Automorphism groups of real clifford algebras I'm sure someone has already worked-out what all the relevant groups really are; my question is about how signature duality interacts with these groups.
So, by an awful calculation, and choosing a convenient convention,
$$ Cl_{3,1} \simeq M_{4\times 4} (\mathbb{R}) $$
and
$$ Cl_{1,3} \simeq M_{2\times 2} (\mathbb{H}) $$
while the automorphism groups of these things as ordinary $\mathbb{R}$-algebras are (again, awful calculation)

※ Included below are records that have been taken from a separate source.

PR #1543, opened 2023-07-10
Upgrade android emulator and caching

marandaneto:
## :scroll: Description
_#skip-changelog_

1. `Error: Timeout waiting for emulator to boot.`
2. significantly reduce emulator startup time by setting up AVD snapshot caching.
https://github.com/ReactiveCircus/android-emulator-runner

## :pencil: Checklist

- [ ] All tests passing
- [ ] No breaking changes


.github/workflows/flutter_integration_test.yml
```diff
@@ -46,11 +46,36 @@ jobs:
       - name: flutter pub get
         run: flutter pub get
 
+      - name: Gradle cache
+        uses: gradle/gradle-build-action@v2
```
krystofwoldrich, line 50: Should we add the SHA instead?

.github/workflows/flutter_integration_test.yml
```diff
@@ -46,11 +46,39 @@ jobs:
...
+
+      - name: create AVD and generate snapshot for caching
+        if: steps.avd-cache.outputs.cache-hit != 'true'
+        uses: reactivecircus/android-emulator-runner@d94c3fbe4fe6a29e4a5ba47c12fb47677c73656b #pin@v2.28.0
+        with:
+          working-directory: ./flutter/example
+          api-level: 21
+          force-avd-creation: false
+          emulator-options: -no-window -gpu swiftshader_indirect -noaudio -no-boot-anim -camera-back none
+          disable-animations: false
```
krystofwoldrich, line 69: L: Should this also be `true`? I guess we don't need animation anywhere.
```suggestion
          disable-animations: true
```

.github/workflows/flutter_integration_test.yml
marandaneto: This is a verified GH action, no need.

.github/workflows/flutter_integration_test.yml
```diff
@@ -46,11 +46,39 @@ jobs:
...
+          script: echo "Generated AVD snapshot for caching."
+
       - name: launch android emulator & run android integration test
-        uses: reactivecircus/android-emulator-runner@50986b1464923454c95e261820bc626f38490ec0 #pin@v2.27.0
+        uses: reactivecircus/android-emulator-runner@d94c3fbe4fe6a29e4a5ba47c12fb47677c73656b #pin@v2.28.0
         with:
           working-directory: ./flutter/example
           api-level: 21
+          force-avd-creation: false
+          emulator-options: -no-snapshot-save -no-window -gpu swiftshader_indirect -noaudio -no-boot-anim -camera-back none
```
krystofwoldrich, line 80: L: Here it's not that long, so it's good, but in case there would be more params we can use YML multiline string `>` that replaces new lines with spaces.

```yml
          emulator-options: >
            -noaudio
            ...
```

https://github.com/getsentry/sentry-react-native/blob/da1b6a88c430816aafb4ed733863395007d667c8/.github/workflows/e2e.yml#L434-L435

.github/workflows/flutter_integration_test.yml
krystofwoldrich: I've noticed that in the actions' repo it is also with enabled animations, but that must be a typo, or does it have a side effect?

$$ G_{3,1} \simeq PGl_4(\mathbb{R})$$
and
$$ G_{1,3} \simeq Gl_2(\mathbb{H}) / \mathbb{R}^\times.$$
My (probably very silly) questions are

  
*
  
*Are these groups different? 
  
*
  
*If so, whatever does it mean?
  
*If not, what's the right way to see their isomorphism?
  
  
*Does this work for all $p,q$ between $Cl_{p,q}$ and $Cl_{q,p}$?
  

 A: Too many comments to fit into a comment box:
(1) the initial determination of the isomorphism classes of those Clifford algebras need not be so awful, if one does a two-step induction, then just needing to know how the Hamiltonian quaternions arise, versus the split algebra.
(2) Clifford algebras of non-degenerate quadratic forms on even-dimensional vectorspaces over a field $k$ (at least in characteristic not $2$) are central, simple algebras over $k$ (this is by that same induction), so their centers are just the copies of the field, here $\mathbb R$. Then as Mauriano S.A. notes, the Skolem-Noether theorem shows that all automorphisms are inner. Thus, in either case, the automorphisms are units-of-algebra, modulo $\mathbb R^\times$. 
Thus, unless I misunderstand your sense of $PGL(2,\mathbb H)$, your computation in the quaternion case is not correct: I would write the thing just as that $PGL(2,\mathbb H)$, but meaning that the "P" means quotient by the central copy of $\mathbb R^\times$, only, not by $\mathbb H^\times$. (Indeed, there is some problem with what the latter would mean.)
(3) The two groups are not isomorphic. Indeed, c. 1964 in the Indian J. Math, A. Weil's "Algebras with involutions and the classical groups" shows how to make essentially all the rational forms (over whatever groundfield) of the classical groups, meaning types A,B,C,D, excluding the "exceptional" ones $E_6,E_7,E_8, F_4,G_2$. I don't necessarily recommend that source, but it does exactly proceed to manufacture groups by essentially what you are doing. 
In particular, the Clifford algebra construction over $\mathbb R$ produces simple algebras over $\mathbb R$. There are two such of each size, namely, the one using the quaternions, and the one not. The resulting groups will have the same dimension, and will be isomorphic when scalars are extended to $\mathbb C$, but they are not isomorphic over $\mathbb R$. These are groups of type $A$.
There are more $\mathbb R$-isomorphism classes of groups of type $A$, namely, unitary groups $U(p,q)$ with $p+q=n$. And $GL(n,\mathbb C)$, when complexified, is two copies of $GL(n,\mathbb C)$, so it fits into this family as well.
(4) How to show non-isomorphism? Many possibilities, but perhaps determining the "real split rank" is most intuitive: this means finding the largest copy of products of $\mathbb R^\times$ inside the things. The "split" version $GL(n,\mathbb R)$ is of rank $4$, while $GL(2,\mathbb H)$ is of rank $2$. Projectifying subtracts $1$ from both, so there is still a disparity. Non-isomorphic.